Tensorflow The official tutorial link is attached at the end of the article .
The actual effect of the tutorial is shown
This tutorial will use pictures 1 With pictures 2 Generate pictures 3
picture 1—— Content picture 1

picture 2—— Style picture 2

picture 3—— Result pictures ( Parameter setting epoch=10, step_per_epoch=100)

Overview of style transfer & The implementation idea of this tutorial
Overview of style transfer
The image passes by The covariance matrix of the feature map obtained after convolution layer can well characterize the texture features of the image , But it will lose location information . But in the task of style transfer , We can ignore the disadvantage of location information loss , Just find a way to represent the texture information of the image , And transfer these texture information to the image that needs to be transferred by style , Complete the task of style migration .
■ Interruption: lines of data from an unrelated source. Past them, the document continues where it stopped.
PR #929, opened 2026-08-21
fix: logout event

StevenJacobs61:
### Features

 - None

### Bugfixes

 - Created a logout event so that managers can tear down after logout without causing auth error.
 - Auth errors now propagate up the workers to tear down the manager/resource instead of retying indefiitely.
 - Robot now gets initalised with recording state manager so when it tears down it closes that as opposed to a new one which might have juts been initalised.

### DIFF
--- a/neuracore/core/auth.py
+++ b/neuracore/core/auth.py
@@ -10,6 +10,7 @@ import os
 from typing import Any
 
 import requests
+from pyee import EventEmitter
 
 from neuracore.api.orgs_fetch import fetch_org_ids
 from neuracore.core.config.config_manager import get_config_manager
@@ -55,7 +56,7 @@ def _format_version_validation_error(response: requests.Response) -> str:
     )
 
 
-class Auth(metaclass=SingletonMetaclass):
+class Auth(EventEmitter, metaclass=SingletonMetaclass):
     """Singleton class for managing Neuracore authentication state.
 
     This class handles API key management, access token retrieval, configuration
@@ -64,8 +65,11 @@ class Auth(metaclass=SingletonMetaclass):
     loads saved configuration on initialization.
     """
 
+    LOGOUT_EVENT = "logout"
+
     def __init__(self) -> None:
         """Initialize the Auth instance and load saved configuration."""
+        super().__init__()
         self._access_token = None
 
     def login(self, api_key: str | None = None) -> None:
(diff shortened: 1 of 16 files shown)


neuracore/core/const.py
```diff
@@ -32,6 +32,8 @@
 STREAMING_MINIMUM_BACKOFF_TIME_S = 0.05
 STREAMING_MAXIMUM_BACKOFF_TIME_S = 5
 
+AUTH_LOGOUT_EVENT = "logout"
```
CougarTasker: Nit: i prefer when these events are on the emitter class themselves, keeps the related code together less imports etc

neuracore/core/auth.py
```diff
@@ -156,6 +158,7 @@ def logout(self) -> None:
         config_manager.config.api_key = None
         config_manager.config.current_org_id = None
         config_manager.save_config()
+        self.emit(AUTH_LOGOUT_EVENT)
```
CougarTasker: Issue: a listener raising an error will abort the logout before the singletons are reset in the caller

neuracore/core/streaming/recording_state_manager.py
```diff
@@ -145,6 +140,51 @@ def __init__(
...
         self._drain_callbacks: dict[RobotInstanceIdentifier, Callable[[str], None]] = {}
 
+        self._logout_listener = self._on_logout
+        self.auth.add_listener(AUTH_LOGOUT_EVENT, self._logout_listener)
+
+    def _on_logout(self) -> None:
+        """Schedule teardown on the streaming event loop."""
+        self._discard_cached_manager()
+        if not self.loop.is_closed():
+            self.loop.call_soon_threadsafe(self.close)
```
CougarTasker, line 150: Issue: Memory leak. the auth listener is only removed if the manager's loop was not closed `not self.loop.is_closed():` consider using pyee's once method or removing the listener here. 

basically if the recording state manger,org nodes manager or stream manager have allready had the event loop stopped then the instnance and listener are left to leak 

this issue repeated but i will just put it here

CougarTasker (approved):
LGTM \w comments

neuracore/core/const.py
StevenJacobs61: Moved into the Auth class

neuracore/core/auth.py
StevenJacobs61: Wrapped in a try finally block so singletons are rest on listener raised error

neuracore/core/streaming/recording_state_manager.py
StevenJacobs61: Used .once

PR #931, opened 2026-08-25
fix: late sse restart daemon

StevenJacobs61:
### Bugfixes

 - Late SSE start events could restart the data daemon causing flaky issues in tests with the error 'AssertionError: Producer/runner sub processes still alive after test — PIDs: [26886]'.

In this tutorial , We use Clem matrix instead of covariance matrix , It can describe the autocorrelation of global features .
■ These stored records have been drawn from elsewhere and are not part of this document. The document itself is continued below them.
PR #933, opened 2026-08-26
fix: make the daemon the sole authority on whether data is written

damonhayhurst-neuraco:
### Features

 - Producers publish unconditionally; the daemon routes each sample against its own window state, so a process that never called `start_recording` needs no local knowledge of the window. In prior, multi process recordings could only be informed by SSE response.

### DIFF
--- a/neuracore/api/logging.py
+++ b/neuracore/api/logging.py
@@ -226,7 +226,8 @@ def _record_json_to_daemon(
     ``log_json`` entry point is datatype-agnostic, so adding a new JSON type
     needs no daemon-side change.
 
-    A no-op unless a recording is in progress.
+    Always forwarded; the daemon is the one that decides whether a recording
+    is in progress and drops the sample if not.
 
     Args:
         robot: Robot instance owning the daemon recording context.
@@ -235,12 +236,9 @@ def _record_json_to_daemon(
         data: Data object to serialize and persist.
         timestamp: Capture timestamp in seconds.
     """
-    if robot.get_current_recording_id() is None:
-        return
+    context = robot._get_daemon_recording_context()
     payload = json.dumps(data.model_dump(mode="json")).encode("utf-8")
-    robot._get_daemon_recording_context().log_json(
-        data_type.value, storage_name, payload, timestamp
-    )
+    context.log_json(data_type.value, storage_name, payload, timestamp)
 
 
 def _publish_video_to_p2p(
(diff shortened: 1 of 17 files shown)


neuracore/api/logging.py
```diff
@@ -386,7 +384,10 @@ def _log_group_of_joint_data(
     if bindings_for_type is None:
         bindings_for_type = {}
         binding_cache[data_type] = bindings_for_type
+    # The bucket/live streams key off this process's own recording handle; the
+    # daemon decides for itself, from the same call, whether it's recording.
```
CougarTasker, line 388: nit: unnecessary comment

neuracore/api/logging.py
```diff
@@ -532,17 +531,19 @@ def _log_camera_data(
...
-            camera_type.value,
-            storage_name,
-            int(image.shape[1]),
-            int(image.shape[0]),
-            image.dtype.name,
-            memoryview(contiguous).cast("B"),
-            camera_data_without_frame.timestamp,
-        )
+    # The daemon decides whether this lands in a recording, not this process —
+    # always forward and let it route by window.
```
CougarTasker, line 535: nit: unnecessary comment

neuracore/api/logging.py
```diff
@@ -532,17 +531,19 @@ def _log_camera_data(
...
+    context = robot._get_daemon_recording_context()
```
CougarTasker, line 536: bloker: without the guard if the user does not start a recording the deamon will not be started, so nothing will drain the spool and it will error. we will now need to make sure it is running when we log the data to the deamon

rust/data_daemon_bridge/src/window_identity.rs
```diff
@@ -0,0 +1,97 @@
...
+//! gates logging, and nothing here talks to the daemon. The one thing a
+//! producer still needs to know locally is what to call the window a later
+//! `stop_recording()` from THIS process means, so a duplicate or delayed stop
+//! can't close the wrong recording. A process that opens its own window knows
+//! that boundary first-hand from the very call that opened it, so this is
+//! nothing more than a fork-safe cache of that value.
+//!
+//! A process that did **not** open the window itself has nothing cached here
+//! and asks the daemon instead, once, at `stop_recording()` time — see
+//! [`crate::query::resolve_window_started_at`].
```
CougarTasker, line 13: blocker: I disagree with this archetcture as we have discussed offline before the IPC witin the producer process it should be essentially stateless in terms of the recording. all the processes on this same machine share a clock since the start and stop messages are timestamped so with a small holdback queue the deamon process can de-duplicate and account for any latency jitter like what we have done with the data itself

CougarTasker (changes requested):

The implementation idea of this tutorial
In this tutorial , We start from the trained image classification network VGG19 Select the middle layer to extract the texture features of the image .
The official tutorial also introduces the use of Tensorflow_Hub Examples of direct and rapid style migration , In this article, we will not repeat .
Preparation
Software preparation
- install anaconda The latest version 3, Click on Download Select the corresponding version to download ;( It is recommended to use GPU edition )
The author's CPU by Intel Core i5-8300H CPU @ 2.30GHz 2.30 GHz - This tutorial USES Python 3.7.7 edition
- install Tensorflow、Keras、Matplotlib、Numpy
Data preparation ( Download content and style pictures )
content_path = tf.keras.utils.get_file('YellowLabradorLooking_new.jpg', 'https://storage.googleapis.com/download.tensorflow.org/example_images/YellowLabradorLooking_new.jpg')
style_path = tf.keras.utils.get_file('kandinsky5.jpg','https://storage.googleapis.com/download.tensorflow.org/example_images/Vassily_Kandinsky%2C_1913_-_Composition_7.jpg')
Code implementation
Import corresponding modules
import os
import tensorflow as tf
# Load compressed models from tensorflow_hub
os.environ['TFHUB_MODEL_LOAD_FORMAT'] = 'COMPRESSED'
import IPython.display as display
import matplotlib.pyplot as plt
import matplotlib as mpl
mpl.rcParams['figure.figsize'] = (12, 12)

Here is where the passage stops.